▶ Work task
Reproduce the complete set of records, exactly as they appear.

Stored items:
PR #5144, opened 2026-07-13
fix(app): make cmd-w close windows on macOS

### LINKED ISSUE #5143: [Feedback] Cmd-W does not close Screenpipe windows on macOS

Anshgrover23:
### Description:

* before:

https://github.com/user-attachments/assets/5fbabbdd-3b25-448c-b4e3-751ec4aeb2cd

* after:

https://github.com/user-attachments/assets/d6175a35-5263-4971-928c-b5e4a4e8e620

Fixes screenpipe/screenpipe#5143

* Cmd-W (and Cmd-M) did nothing on macOS because our custom menu bar had no Window submenu — AppKit only dispatches these key equivalents through a menu item carrying the accelerator.
* Adds a standard Window menu (Minimize, Zoom, Close Window) using Tauri's predefined items.
* Close routes through the existing `CloseRequested` handler, so Cmd-W hides to tray exactly like clicking the red traffic-light button — no change to close semantics.

### DIFF
--- a/apps/screenpipe-app-tauri/src-tauri/src/main.rs
+++ b/apps/screenpipe-app-tauri/src-tauri/src/main.rs
@@ -881,9 +881,22 @@ async fn main() {
                     .item(&PredefinedMenuItem::select_all(app, None)?)
                     .build()?;
 
+                // Standard Window menu so macOS key equivalents (Cmd-W close,
+                // Cmd-M minimize) work — without a menu item carrying the
+                // accelerator, AppKit silently swallows the keystroke. Close
+                // goes through the CloseRequested handler above, so Cmd-W
+                // hides to tray exactly like the red traffic-light button.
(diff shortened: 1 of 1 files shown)


louis030195:
The code change is tiny, but please add a short before/after macOS screen recording showing Cmd-W on the focused screenpipe window and that the normal close/hide-to-tray path still runs. Also fix the current `cargo fmt --all -- --check` failure in `crates/screenpipe-redact/src/adapters/onnx.rs:87`; the Intel smoke failure is inconclusive/TCC not granted, not a crash signal.

Anshgrover23:
@louis030195 There is already a before/after video in the PR description, can i get a review on this one ?

EzraEllette (changes requested):
@Anshgrover23 This should also cover the Timeline, Search, and Chat popup windows.

PR #5145, opened 2026-07-13
fix(cli): allow disabling default-true bool flags (--use-pii-removal=false etc)

### LINKED ISSUE #4846: fix(cli): --use-pii-removal (and other default-true bools) cannot be disabled - clap bool without ArgAction::Set
## Summary
`screenpipe record --use-pii-removal` is a clap bool with `default_value_t = true` and no `ArgAction::Set` — so it **cannot be disabled from the CLI**:

```
> screenpipe record --use-pii-removal=false
error: unexpected value 'false' for '--use-pii-removal' found; no more were expected
```

PII removal is therefore always-on for CLI users regardless of intent. (Hit while building CPU-isolation experiments; the vision-no-pii experiment was impossible to run.)

## Root cause
`crates/screenpipe-engine/src/cli/mod.rs:456-457`: `#[arg(long, default_value_t = true)] pub use_pii_removal: bool` — a flag that can only assert `true`.

## Fix
`#[arg(long, action = ArgAction::Set, default_value_t = true, num_args = 0..=1, default_missing_value = "true")]` (accepts bare `--use-pii-removal`, `--use-pii-removal=false`, `--use-pii-removal false`). Audit the other default-true bools in RecordArgs for the same trap (`use_system_default_audio`, `use_all_monitors`, `api_auth` at minimum — `api_auth:719` has the same shape and security implications if someone believes they disabled it).

---
Found during the 2026-07-02 Windows CPU investigation.

Anshgrover23:
### Description:

Fixes #4846

- Before: 
```
> screenpipe record --use-pii-removal=false
error: unexpected value 'false' for '--use-pii-removal' found; no more were expected
```

- After: 

image

**Testing:** 

image

- clap derives `ArgAction::SetTrue` for plain `bool` fields, so the 4 default-true flags in `RecordArgs` (`--use-pii-removal`, `--api-auth`, `--use-all-monitors`, `--use-system-default-audio`) could never be disabled from the CLI — `--use-pii-removal=false` errored with `unexpected value 'false'`
- switched all 4 to `action = ArgAction::Set, num_args = 0..=1, default_missing_value = "true"` so bare `--use-pii-removal`, `--use-pii-removal=false`, and `--use-pii-removal false` all parse; bare-flag and no-flag behavior unchanged (backward compatible)
- audited every other bool in the CLI: all remaining ones are `default_value_t = false` with correct SetTrue semantics, no change needed; the desktop app passes these settings via JSON (not CLI flags), so it is unaffected
- `=false` registers as a `ValueSource::CommandLine` in `RecordArgSources`, so the existing settings-merge logic overlays it over persisted settings with no merge-side changes
- added 5 tests: defaults stay true, `=false` disables all 4, space-separated value, bare flag still true, and explicit `=false` overriding persisted settings

### DIFF
--- a/crates/screenpipe-engine/src/cli/mod.rs
+++ b/crates/screenpipe-engine/src/cli/mod.rs
@@ -2675,9 +2675,15 @@ mod tests {
             "--use-all-monitors=false",
             "--use-system-default-audio=false",
         ]);
-        assert!(!args.use_pii_removal, "--use-pii-removal=false must disable");
+        assert!(
+            !args.use_pii_removal,
+            "--use-pii-removal=false must disable"
+        );
         assert!(!args.api_auth, "--api-auth=false must disable");
-        assert!(!args.use_all_monitors, "--use-all-monitors=false must disable");
+        assert!(
+            !args.use_all_monitors,
+            "--use-all-monitors=false must disable"
+        );
         assert!(
             !args.use_system_default_audio,
             "--use-system-default-audio=false must disable"
@@ -2687,7 +2693,10 @@ mod tests {
     #[test]
     fn test_default_true_bools_accept_space_separated_value() {
         let args = record_args(["screenpipe", "record", "--use-pii-removal", "false"]);
-        assert!(!args.use_pii_removal, "--use-pii-removal false must disable");
+        assert!(
+            !args.use_pii_removal,
+            "--use-pii-removal false must disable"
+        );
     }
 
     #[test]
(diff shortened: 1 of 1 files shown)


louis030195:
Looks good logically, but still blocked on formatting. Current Clippy & Format fails at `crates/screenpipe-redact/src/adapters/onnx.rs:87`; run `cargo fmt --all` and push. After that this is reviewable/mergeable-looking.

Anshgrover23:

▶ Completed exercise
PR #5144, opened 2026-07-13
fix(app): make cmd-w close windows on macOS

### LINKED ISSUE #5143: [Feedback] Cmd-W does not close Screenpipe windows on macOS

Anshgrover23:
### Description:

* before:

https://github.com/user-attachments/assets/5fbabbdd-3b25-448c-b4e3-751ec4aeb2cd

* after:

https://github.com/user-attachments/assets/d6175a35-5263-4971-928c-b5e4a4e8e620

Fixes screenpipe/screenpipe#5143

* Cmd-W (and Cmd-M) did nothing on macOS because our custom menu bar had no Window submenu — AppKit only dispatches these key equivalents through a menu item carrying the accelerator.
* Adds a standard Window menu (Minimize, Zoom, Close Window) using Tauri's predefined items.
* Close routes through the existing `CloseRequested` handler, so Cmd-W hides to tray exactly like clicking the red traffic-light button — no change to close semantics.

### DIFF
--- a/apps/screenpipe-app-tauri/src-tauri/src/main.rs
+++ b/apps/screenpipe-app-tauri/src-tauri/src/main.rs
@@ -881,9 +881,22 @@ async fn main() {
                     .item(&PredefinedMenuItem::select_all(app, None)?)
                     .build()?;
 
+                // Standard Window menu so macOS key equivalents (Cmd-W close,
+                // Cmd-M minimize) work — without a menu item carrying the
+                // accelerator, AppKit silently swallows the keystroke. Close
+                // goes through the CloseRequested handler above, so Cmd-W
+                // hides to tray exactly like the red traffic-light button.
(diff shortened: 1 of 1 files shown)


louis030195:
The code change is tiny, but please add a short before/after macOS screen recording showing Cmd-W on the focused screenpipe window and that the normal close/hide-to-tray path still runs. Also fix the current `cargo fmt --all -- --check` failure in `crates/screenpipe-redact/src/adapters/onnx.rs:87`; the Intel smoke failure is inconclusive/TCC not granted, not a crash signal.

Anshgrover23:
@louis030195 There is already a before/after video in the PR description, can i get a review on this one ?

EzraEllette (changes requested):
@Anshgrover23 This should also cover the Timeline, Search, and Chat popup windows.

PR #5145, opened 2026-07-13
fix(cli): allow disabling default-true bool flags (--use-pii-removal=false etc)

### LINKED ISSUE #4846: fix(cli): --use-pii-removal (and other default-true bools) cannot be disabled - clap bool without ArgAction::Set
## Summary
`screenpipe record --use-pii-removal` is a clap bool with `default_value_t = true` and no `ArgAction::Set` — so it **cannot be disabled from the CLI**:

```
> screenpipe record --use-pii-removal=false
error: unexpected value 'false' for '--use-pii-removal' found; no more were expected
```

PII removal is therefore always-on for CLI users regardless of intent. (Hit while building CPU-isolation experiments; the vision-no-pii experiment was impossible to run.)

## Root cause
`crates/screenpipe-engine/src/cli/mod.rs:456-457`: `#[arg(long, default_value_t = true)] pub use_pii_removal: bool` — a flag that can only assert `true`.

## Fix
`#[arg(long, action = ArgAction::Set, default_value_t = true, num_args = 0..=1, default_missing_value = "true")]` (accepts bare `--use-pii-removal`, `--use-pii-removal=false`, `--use-pii-removal false`). Audit the other default-true bools in RecordArgs for the same trap (`use_system_default_audio`, `use_all_monitors`, `api_auth` at minimum — `api_auth:719` has the same shape and security implications if someone believes they disabled it).

---
Found during the 2026-07-02 Windows CPU investigation.

Anshgrover23:
### Description:

Fixes #4846

- Before: 
```
> screenpipe record --use-pii-removal=false
error: unexpected value 'false' for '--use-pii-removal' found; no more were expected
```

- After: 

image

**Testing:** 

image

- clap derives `ArgAction::SetTrue` for plain `bool` fields, so the 4 default-true flags in `RecordArgs` (`--use-pii-removal`, `--api-auth`, `--use-all-monitors`, `--use-system-default-audio`) could never be disabled from the CLI — `--use-pii-removal=false` errored with `unexpected value 'false'`
- switched all 4 to `action = ArgAction::Set, num_args = 0..=1, default_missing_value = "true"` so bare `--use-pii-removal`, `--use-pii-removal=false`, and `--use-pii-removal false` all parse; bare-flag and no-flag behavior unchanged (backward compatible)
- audited every other bool in the CLI: all remaining ones are `default_value_t = false` with correct SetTrue semantics, no change needed; the desktop app passes these settings via JSON (not CLI flags), so it is unaffected
- `=false` registers as a `ValueSource::CommandLine` in `RecordArgSources`, so the existing settings-merge logic overlays it over persisted settings with no merge-side changes
- added 5 tests: defaults stay true, `=false` disables all 4, space-separated value, bare flag still true, and explicit `=false` overriding persisted settings

### DIFF
--- a/crates/screenpipe-engine/src/cli/mod.rs
+++ b/crates/screenpipe-engine/src/cli/mod.rs
@@ -2675,9 +2675,15 @@ mod tests {
             "--use-all-monitors=false",
             "--use-system-default-audio=false",
         ]);
-        assert!(!args.use_pii_removal, "--use-pii-removal=false must disable");
+        assert!(
+            !args.use_pii_removal,
+            "--use-pii-removal=false must disable"
+        );
         assert!(!args.api_auth, "--api-auth=false must disable");
-        assert!(!args.use_all_monitors, "--use-all-monitors=false must disable");
+        assert!(
+            !args.use_all_monitors,
+            "--use-all-monitors=false must disable"
+        );
         assert!(
             !args.use_system_default_audio,
             "--use-system-default-audio=false must disable"
@@ -2687,7 +2693,10 @@ mod tests {
     #[test]
     fn test_default_true_bools_accept_space_separated_value() {
         let args = record_args(["screenpipe", "record", "--use-pii-removal", "false"]);
-        assert!(!args.use_pii_removal, "--use-pii-removal false must disable");
+        assert!(
+            !args.use_pii_removal,
+            "--use-pii-removal false must disable"
+        );
     }
 
     #[test]
(diff shortened: 1 of 1 files shown)


louis030195:
Looks good logically, but still blocked on formatting. Current Clippy & Format fails at `crates/screenpipe-redact/src/adapters/onnx.rs:87`; run `cargo fmt --all` and push. After that this is reviewable/mergeable-looking.

Anshgrover23:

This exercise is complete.